### Given data

PR #2411, opened 2025-09-11
debug.h: Add KJ_REQUIRE_AT(), etc. variants, to allow overriding the source locations of failures

jclee:
Pulling in some utility functions that have been useful elsewhere, e.g.: https://github.com/cloudflare/workerd/blob/7e2bdefa/src/workerd/util/capnp-mock.h#L22

### DIFF
--- a/c++/src/kj/debug-test.c++
+++ b/c++/src/kj/debug-test.c++
@@ -25,6 +25,7 @@
 
 #include "debug.h"
 #include "exception.h"
+#include "source-location.h"
 #include <kj/compat/gtest.h>
 #include <string>
 #include <stdio.h>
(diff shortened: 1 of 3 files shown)


kentonv:
I wonder if we could reduce the duplication here by changing the signature of `::kj::_::Debug::Fault` itself to take `SourceLocation`, so we don't have to pass `__FILE__` and `__LINE__` to it?

jclee:
(Added TODO(cleanup) comment and rebased)

> I wonder if we could reduce the duplication here by changing the signature of ::kj::_::Debug::Fault itself to take SourceLocation, so we don't have to pass __FILE__ and __LINE__ to it?

Possibly?  I wasn't totally sure that SourceLocation would have the same overhead, but looking closer, I guess it just builds a struct of four numbers (ints/string pointers), and hopefully the compiler would be able to work out that only a few fields were used.

But I'm also not totally sure that the builtin functions have exactly the same meaning as the macros in all contexts.  In the debug test for the _AT members, for instance, the reported line number for the _AT macro is actually one greater than the reported line number for the regular macro -- which is why I had to write `line = SourceLocation().lineNumber;` instead of using the `line = __LINE__;` seen in the other tests.  I assume this is because of some quirk of macro expansion order, but don't know for sure.

(Of course, writing the test that way also has the benefit of smoothly handling the cases when KJ_COMPILER_SUPPORTS_SOURCE_LOCATION might be 0 -- but not sure if that's still important anywhere.)

jclee:
Oh... I guess I can't merge this quite yet.  We have a lint pass on the internal build that fails due to macro redefinition warnings in the places we're already using these macros.  I guess I'll need to wrap those with "#ifndef"s first.

kentonv:
> I guess I'll need to wrap those with "#ifndef"s first.

That or prepare a simultaneous update PR set.

kentonv:
> the reported line number for the _AT macro is actually one greater than the reported line number for the regular macro -- which is why I had to write line = SourceLocation().lineNumber; instead of using the line = __LINE__; seen in the other tests

That's weird! Which one is reporting the correct line and which one is wrong? Do we need to add/subtract 1 to make them correct?

kentonv:
> cases when KJ_COMPILER_SUPPORTS_SOURCE_LOCATION might be 0 -- but not sure if that's still important anywhere.)

No I don't think that's a concern anymore.

jclee:
> That's weird! Which one is reporting the correct line and which one is wrong? Do we need to add/subtract 1 to make them correct?

The `__LINE__` values correctly match their (one-based) line numbers, while the `__builtin_LINE()` values match the line number of the end of the test case lambda.

After some experimentation, I found this is apparently due to the fact that the individual test cases are evaluated using the `EXPECT_LOG_EQ()` macro.  When the preprocessor runs, it rewrites the macro call such that the expected `__LINE__` values are substituted, but it also apparently concatenates the expanded code to a single line.  And when the `__builtin_LINE()` expressions are evaluated, the compiler acts as if that single line is the same as the end of the macro invocation.

It looks like both latest clang and gcc do this, but clang uses the line number at the end of the macro invocation, while gcc picks the beginning?: https://godbolt.org/z/P8o3WEaT6

I guess maybe it would be better if I rewrote the test to evaluate the cases without using a macro, so that the line numbers are accurate.  But it probably also means that `__LINE__` and `__builtin_LINE()` will behave somewhat differently within macros, so `__builtin_LINE()` might report less helpful line numbers in `KJ_IF_SOME()`, `KJ_DEFER()`, etc.

(Oh... actually, `KJ_IF_SOME()` should be generally OK, since the macro isn't taking the code body as a parameter, so it's not part of the macro expansion.)

jclee:
Updated test to use functions instead of macros, such that the line numbers are accurate -- although C++'s verbose lambdas make the test a little less pretty.  Also added a note to SourceLocation to document its inaccuracy within macro calls.

A little further experimentation shows that clang/gcc/msvc all support "std::source_location" in C++20 but not by default, and that clang/msvc both support `__builtin_COLUMN()`, but gcc still does not: https://godbolt.org/z/j5v676TcP

PR #2414, opened 2025-09-18
better support of forward declared classes in Rc and Arc

mikea:
I wasn't able to build a reproducer but empirically if I replace kj::Own<ClientHook> with kj::Rc<ClientHook> then layout.h stops compiling because ClientHook is foward declared.

For some reason this fixes forward compilation.
Any ideas why?

### DIFF
--- a/c++/src/kj/refcount.h
+++ b/c++/src/kj/refcount.h
@@ -174,6 +174,8 @@ public:
   template <typename U, typename = EnableIf<canConvert<U*, T*>()>>
   inline Rc(Rc<U>&& other) noexcept : own(kj::mv(other.own)) { }
 
+  inline ~Rc() { own = nullptr; }
+
   kj::Own<T> toOwn() {
     // Convert Rc<T> to Own<T>.
     // Nullifies the original Rc<T>.
@@ -428,6 +430,8 @@ public:
 
   template <typename U, typename = EnableIf<canConvert<U*, T*>()>>
   inline Arc(Arc<U>&& other) noexcept : own(kj::mv(other.own)) { }
+
+  inline ~Arc() { own = nullptr; }
 
   kj::Own<const T> toOwn() {
     // Convert Arc<T> to Own<const T>.


c++/src/kj/refcount.h
```diff
@@ -174,6 +174,8 @@ class Rc {
   template <typename U, typename = EnableIf<canConvert<U*, T*>()>>
   inline Rc(Rc<U>&& other) noexcept : own(kj::mv(other.own)) { }
 
+  inline ~Rc() { own = nullptr; }
```
kentonv, line 177: It doesn't make sense to me that this would make a difference, given that both `~Own()` and `Own::operator=(nullptr_t)` just call `dispose()`.

What exactly is the error you get otherwise?

mikea:
```
Use --sandbox_debug to see verbose messages from the sandbox and retain the sandbox build root for debugging
In file included from src/capnp/stream.capnp.c++:4:
In file included from src/capnp/stream.capnp.h:6:
In file included from bazel-out/k8-opt-exec-ST-a828a81199fe/bin/src/capnp/_virtual_includes/capnp/capnp/generated-header-support.h:26:
In file included from bazel-out/k8-opt-exec-ST-a828a81199fe/bin/src/capnp/_virtual_includes/capnp/capnp/raw-schema.h:24:
In file included from bazel-out/k8-opt-exec-ST-a828a81199fe/bin/src/capnp/_virtual_includes/capnp/capnp/common.h:29:
In file included from bazel-out/k8-opt-exec-ST-a828a81199fe/bin/src/kj/_virtual_includes/kj/kj/string.h:25:
In file included from bazel-out/k8-opt-exec-ST-a828a81199fe/bin/src/kj/_virtual_includes/kj/kj/array.h:24:
bazel-out/k8-opt-exec-ST-a828a81199fe/bin/src/kj/_virtual_includes/kj/kj/memory.h:66:10: error: incomplete type 'capnp::ClientHook' used in type trait expression
   66 |   return __is_polymorphic(T);
      |          ^
bazel-out/k8-opt-exec-ST-a828a81199fe/bin/src/kj/_virtual_includes/kj/kj/memory.h:939:17: note: in instantiation of function template specialization 'kj::_kj_internal_isPolymorphic<capnp::ClientHook>' requested here
  939 |   if constexpr (_kj_internal_isPolymorphic((T*)nullptr)) {
      |                 ^
bazel-out/k8-opt-exec-ST-a828a81199fe/bin/src/kj/_virtual_includes/kj/kj/memory.h:365:17: note: in instantiation of function template specialization 'kj::Disposer::dispose<capnp::ClientHook>' requested here
  365 |       disposer->dispose(const_cast<RemoveConst<T>*>(ptrCopy));
      |                 ^
bazel-out/k8-opt-exec-ST-a828a81199fe/bin/src/kj/_virtual_includes/kj/kj/memory.h:267:28: note: in instantiation of member function 'kj::Own<capnp::ClientHook>::dispose' requested here
  267 |   ~Own() noexcept(false) { dispose(); }
      |                            ^
bazel-out/k8-opt-exec-ST-a828a81199fe/bin/src/kj/_virtual_includes/kj/kj/refcount.h:149:7: note: in instantiation of member function 'kj::Own<capnp::ClientHook>::~Own' requested here
  149 | class Rc {
      |       ^
bazel-out/k8-opt-exec-ST-a828a81199fe/bin/src/capnp/_virtual_includes/capnp/capnp/layout.h:61:7: note: forward declaration of 'capnp::ClientHook'
   61 | class ClientHook;
      |       ^
```

I am actually not sure why/how it works now, since layout.h uses `kj::Own<ClientHook>` a lot but does not define it.

If I apply this change to the Rc the forward declaration problem goes away.

kentonv: Hmm, this still doesn't make sense and I'm worried that there's actually some bug here where it _should_ be failing to compile, but isn't. Maybe the `__is_polymorphic` check is improperly returning `false` instead of failing. That could lead to UB.

OTOH, while `layout.h` does mention `Own<ClientHook>` a lot, it's strictly in params or return values of functions that are not inline. It's supposed to be OK to use incomplete types there. The destructor should not be instantiated by any of these uses, since none of them generate any code at all (just declare symbols defined elsewhere).

I wonder if what's making the difference here is just that you're declaring a destructor at all? Maybe for some reason the compiler is eagerly generating the implicit destructor, but wouldn't eagerly generate an explicit one? What if you just do:

```suggestion
  inline ~Rc() noexcept(false) {}
```

PR #2415, opened 2025-09-18
eliminate virtual call in kj::Rc disposer

mikea:
If this works well I'll convert Arc too

### DIFF
--- a/c++/src/kj/refcount.h
+++ b/c++/src/kj/refcount.h
@@ -102,6 +102,9 @@ private:
 
   template <typename T>
   friend class Rc;
+
+  template <typename T>
+  friend struct RcDisposer;
 };
 
 template <typename T, typename... Params>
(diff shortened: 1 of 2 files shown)


mikea:
here is ~MembraneCallContextHook from https://github.com/capnproto/capnproto/pull/1990 https://gist.github.com/mikea/32ffb5fe14e0275d315e1306affc960b

As you can see virtual Own dispose calls are eliminated and only virtual destructor calls remain.

c++/src/kj/refcount.h
```diff
@@ -145,6 +148,14 @@ Rc<T> Refcounted::addRcRefInternal(T* object) {
   return Rc<T>(object);
 }
 
+template<typename T>
+struct RcDisposer {
+  inline static void dispose(void* value) {
```
kentonv, line 153: Static disposers don't need to deal with `void*`.

You can make this:

```suggestion
  inline static void dispose(kj::Refcounted* value) {
```

And then remove the `reinterpret_cast`, and also remove the template argument from `RcDisposer`.

This also lets you use `kj::mv()` when upcasting, so you don't have to deal with `disown`.

PR #2334, opened 2025-06-20
PtmfHelper: Use NOLINT to disable UndefinedBinaryOperatorResult error

ryanofsky:
Disable `clang-analyzer-core.UndefinedBinaryOperatorResult` error in `PtmfHelper` using a NOLINT comment to appease clang-tidy.

A complete description of the error and rationale for the change is in the commit message.

PR #2417, opened 2025-09-23
PromiseDisposer: Use NOLINT to disable ArrayBound warning

ryanofsky:
Disable clang-analyzer-security.ArrayBound warning in [PromiseDisposer::append](https://github.com/capnproto/capnproto/blob/6846dffe3a1e5cff164f868e2999d0d3cfad4bb2/c%2B%2B/src/kj/async-inl.h#L404) to silence clang-tidy.

More information about the warning can be found in the commit message. A similar change was also made recently in https://github.com/capnproto/capnproto/pull/2334.

### DIFF
--- a/c++/src/kj/async-inl.h
+++ b/c++/src/kj/async-inl.h
@@ -401,6 +401,7 @@ public:
       //   code bloat to handle this case.
       next->arena = nullptr;
       T* ptr = reinterpret_cast<T*>(next.get()) - 1;
+      // NOLINTNEXTLINE(clang-analyzer-security.ArrayBound)
       ctor(*ptr, kj::mv(next), kj::fwd<Params>(params)...);
       ptr->arena = arena;
       KJ_IREQUIRE(reinterpret_cast<void*>(ptr) ==


ryanofsky:
In addition to the warning, it's also possible there may be undefined behavior on the [previous line](https://github.com/capnproto/capnproto/blob/6846dffe3a1e5cff164f868e2999d0d3cfad4bb2/c%2B%2B/src/kj/async-inl.h#L403):

```
reinterpret_cast<T*>(next.get()) - 1
```

which ChatGPT suggested changing to something like:

```
reinterpret_cast<T*>(reinterpret_cast<unsigned char*>(next.get()) - sizeof(T))
```

to avoid undefined behavior described https://eel.is/c++draft/expr.add#6 where pointer arithmetic is done with a type not matching the underlying array type (which is [`byte[1024]`](https://github.com/capnproto/capnproto/blob/6846dffe3a1e5cff164f868e2999d0d3cfad4bb2/c%2B%2B/src/kj/async-inl.h#L143)). 

But I'm not a language lawyer and am not sure how to evaluate this.

I also don't know if changing this would affect the ArrayBound warning, so it seemed simplest just to deal with the warning directly.

fhanau (approved):

kentonv:
Sorry for delay. Took me several reads to understand what's going on here, but yeah I guess that makes sense. Thanks!

ryanofsky:
Thanks! Sorry, comments could have used some editing.

To be clear, this PR fixes the ArrayBound warning on line [404](https://github.com/capnproto/capnproto/blob/6846dffe3a1e5cff164f868e2999d0d3cfad4bb2/c%2B%2B/src/kj/async-inl.h#L404) but there may still be undefined behavior on line [403](https://github.com/capnproto/capnproto/blob/6846dffe3a1e5cff164f868e2999d0d3cfad4bb2/c%2B%2B/src/kj/async-inl.h#L403) because the result of the subtraction is undefined.

According to https://eel.is/c++draft/expr.add#6, pointer subtraction is defined if the pointer type and underlying array type are compatible, and in the case the pointer type is `ChainPromiseNode` and array type is `byte`, so it doesn't seem like that is the case. Realistically, it's hard to see how this could be a problem, but I wanted to point it out in case it wasn't intended.

kentonv:
Yeah I don't see how anyone can write a memory allocator without violating that rule...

######

Directions for this task:
Whichever lines of the records above hold the word "false" should all be copied out.

Answer to the exercise:
  267 |   ~Own() noexcept(false) { dispose(); }
kentonv: Hmm, this still doesn't make sense and I'm worried that there's actually some bug here where it _should_ be failing to compile, but isn't. Maybe the `__is_polymorphic` check is improperly returning `false` instead of failing. That could lead to UB.
  inline ~Rc() noexcept(false) {}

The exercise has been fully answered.